“I’m downstairs with Vanessa now,” I interrupt. “Or rather, I’m trying to get out of her clutches.
I’ve got some stuff for David and I don’t trust her with it. Is there a cafe or somewhere you can meet me in five minutes?”
Vanessa is putting the phone down and turning back toward me.
“Well, there’s a Starbucks round the corner,” says Jane.
“Perfect. I’ll be there.”
“Vanessa,” I say loudly. “I’m really sorry but it looks like I’ve brought the wrong stuff. I thought I had some work-related papers that David had left at my flat, but it turns out they’re . . .
um . . . other stuff, so I’ll just . . . give them to him later, okay?”
Before she can answer, I slide my phone into my pocket and make a dash for the door.
I order a hot chocolate with extra cream. I feel like I need something comforting and warm. As I pick up the cup I realize my hands are trembling.
I can’t believe that Mike is about to run off to Spain with Vanessa, the bitch brunette from Rome. She must have been keeping Mike posted on exactly what information David had all along.
There are people all around me drinking coffee, talking idly with friends. In the corner is a group of three boys who look like they’re bunking off school. They are sharing one coffee between them and smoking furtively. I long for the days when bunking off school was about the worst thing I could do. Unlike, say, being naive enough to believe my stupid ex-boyfriend and nearly getting David arrested.
My resentment of Mike grows as I stir my chocolate. What bloody right does he have to care so little about the feelings of everyone else? But really my resentment is directed at myself. I was so easily flattered by Mike I didn’t think to question his motives.
“Are you all right, Georgie?”
Jane wakes me from my reverie. Jane has been David’s PA for, well, forever really. As long as I’ve known him, anyway. She’s a formidable woman somewhere in her early fifties, with a very no-nonsense approach to life—David and the other partners are actually quite scared of her. If she thinks David is working too hard, she won’t put calls through to him and she knows more about his firm than any of the partners combined. And if she disagrees with you, well, you don’t often win an argument with Jane. But she is absolutely loyal. And right now I could do with a familiar face.
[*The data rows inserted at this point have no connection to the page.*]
PR #1456, opened 2026-04-26
fix(DATAGO-133775): Fix authentication failure for scheduled SAM reports against Salesforce

amir-ghasemi:
This pull request enhances the scheduled task execution flow in the scheduler service by ensuring that scheduled tasks use a more accurate and user-preserving authentication context, aligning scheduled and interactive user config resolution. The changes improve RBAC, audit, and downstream agent compatibility by passing the real scheduling user and gateway context, and by making the gateway ID configurable.

**User identity and authentication context improvements:**

* The scheduler now constructs a more complete `user_identity` object (including `user_info` with `email`, `user_id`, and authentication method) to match the format used in interactive requests, ensuring downstream agents can properly resolve per-user behavior.
* The authentication mode is explicitly set to `"scheduled"` in the `gateway_context`, and the real scheduling user is preserved (not replaced with a synthetic identity), improving RBAC scope resolution and audit trail accuracy for scheduled tasks.

**Gateway ID handling:**

* The `SchedulerService` now accepts a `gateway_id` parameter, falling back to a synthetic ID only for legacy callers, allowing RBAC and role lookups to consistently hit the correct authorization service. [[1]](diffhunk://#diff-bb5851ef077008c409bc8cbe65fd16b81b8e3d840c96f64adc42d9db56e0110dR83-R92) [[2]](diffhunk://#diff-c0dc5dfe164069e3fe9586ec25f99aed7c56b80e33f6ff2e417fdd8e86444b80R1641)
* The `gateway_id` is now passed from the component to the scheduler service, ensuring consistent context across the system. [[1]](diffhunk://#diff-c0dc5dfe164069e3fe9586ec25f99aed7c56b80e33f6ff2e417fdd8e86444b80R1641) [[2]](diffhunk://#diff-bb5851ef077008c409bc8cbe65fd16b81b8e3d840c96f64adc42d9db56e0110dR83-R92)

**Logging and error handling:**

* Logging has been improved to include the authentication mode and to clarify the consequences of user config resolution failures for scheduled tasks, especially regarding peer-agent calls that require user-delegated credentials.


src/solace_agent_mesh/gateway/http_sse/services/scheduler/scheduler_service.py
```diff
@@ -984,37 +990,70 @@ async def _resolve_user_config_for_task(
...
+                "user_id": effective_user,
+                "email": user_email or effective_user,
+                "name": effective_user,
+                "authenticated": True,
+                "auth_method": "scheduled",
+            }
+            user_identity = {
+                "id": effective_user,
+                "name": effective_user,
+                "email": user_email or effective_user,
```
efunneko: This `is_email` / `user_email` logic is dead — the `or effective_user` fallback collapses both branches to the same value:

- If `is_email` is true: `user_email = effective_user`, so `user_email or effective_user == effective_user`.
- If `is_email` is false: `user_email = None`, so `user_email or effective_user == effective_user`.

So `user_info["email"]` and `user_identity["email"]` are always set to `effective_user` regardless of whether it looks like an email. For non-email user ids (e.g. the `"system-scheduler"` fallback at line 1009, or any UUID-style id), this populates the email field with a non-email string, which is exactly what the Salesforce agent's `_get_user_email` (referenced in the docstring above) is trying to use.

Suggest one of:

```python
"email": user_email,  # None when not an email — let downstream decide
```

or drop the `is_email` check entirely if `effective_user` is always email-shaped in practice. As written the guard is misleading.

efunneko (commented):
Thanks for the fix — the root cause (synthetic `scheduler_<instance>` gateway_id breaking RBAC) and the chosen approach (thread the host gateway_id through and mirror the interactive `_extract_initial_claims` shape) both look right. Two things worth addressing before merge:

**1. Dead `is_email` branch (inline comment below).** The `is_email` / `user_email` computation is effectively a no-op because of the `or effective_user` fallback — non-email user_ids still land in `user_info["email"]`. Since the stated motivation for this change is that the Salesforce agent reads `_user_identity["user_info"]["email"]`, populating that field with a non-email value (e.g. `"system-scheduler"`, a UUID, or a session id) will silently produce wrong behavior downstream rather than a clean "email not available". Either drop the guard or honor it.

**2. No test coverage for the new behavior.** `tests/unit/gateway/http_sse/services/test_scheduler_service.py` doesn't exercise `_resolve_user_config_for_task`, and a grep across the test tree shows nothing else does either. Given this is on an RBAC-adjacent path and the bug being fixed was exactly a wrong value in `gateway_context`, a small unit test that mocks `MiddlewareRegistry.get_config_resolver()` and asserts the shape of `user_identity` and `gateway_context` (specifically: `gateway_id` is the host gateway id, `auth_mode == "scheduled"`, `user_info.email` is populated correctly) would lock in the fix and prevent regression.

**Minor / non-blocking:** worth confirming in the ticket that `task.user_id` is server-authored at create time, not client-supplied — it now lands in `user_info["email"]` and the `userId` user-property, so a tampered value would impersonate another user's RBAC scope on scheduled fires. (This surface existed before for `userId`, but it widens here.)

src/solace_agent_mesh/gateway/http_sse/services/scheduler/session_resolver.py
```diff
@@ -0,0 +1,79 @@
+"""Helpers to map scheduled-task chat session IDs to their artifact storage location.
```
efunneko, line 1: This module appears to be dead code as of this PR.

A repo-wide grep for `session_resolver`, `resolve_execution_context`, `is_execution_session`, and `get_execution_from_db` finds only:

- this file
- `routers/artifacts.py`, which still defines and uses its own *private* copies (`_is_execution_session`, `_get_execution_from_db`, `_resolve_execution_context` at lines 112–174)
- `tests/unit/gateway/http_sse/routers/test_artifact_resolution.py`, which imports and tests the private functions from `artifacts.py`, not this module

So this file is a duplicate of three helpers that already exist and are still used in their original location. It's also unrelated to DATAGO-133775 (the auth-context fix this PR is titled for).

Suggest either:

1. **Finish the refactor in this PR**: update `routers/artifacts.py` to import from `session_resolver`, delete the private duplicates there, and repoint `test_artifact_resolution.py` at the public symbols. Worth doing only if it's truly trivial.
2. **Drop this file from this PR** and land the refactor separately so the auth fix isn't gated on it and the diff stays focused.

Option 2 is probably the cleaner path given this PR is otherwise tightly scoped to the scheduled-tasks auth issue.

efunneko (commented):
Re-reviewed at 689328f. Both prior points are resolved cleanly:

**1. Email logic** — `_resolve_user_config_for_task` now conditionally adds the `email` key only when `effective_user` actually looks like an email. The previous `is_email`/`or effective_user` collapse is gone, and non-email user ids (`system-scheduler`, UUIDs, session ids) no longer pollute `user_info["email"]`. Downstream agents will fail-fast as intended. ✓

“Not really,” I say glumly, cupping the hot chocolate between my hands and taking a sip.
“Jane, you don’t think David would do anything wrong, do you?”
“David? Of course not. Best partner that firm’s got if you ask me. They work him too hard, of course, but that’s another matter. I’ve never seen someone so drained and tired. He needs to go on holiday, you know. Somewhere hot.”
“Yes, yes, you’re right.” A holiday. God, if only.
“Now what’s all this about? And why did Vanessa tell me not to put through any calls from you?”
I breathe a sigh of relief—at least it was Vanessa and not David refusing to talk to me. But it confirms my suspicions: it’s definitely the same Vanessa.
“David’s in trouble, big trouble,” I say wearily. “It’s partly my fault, but mainly Vanessa’s.”
This may not be the absolute truth, but there’s no point in making Jane cross with me now, is there? And it is more Vanessa’s fault than mine. I mean, she actually meant to be bad, whereas I was duped into it.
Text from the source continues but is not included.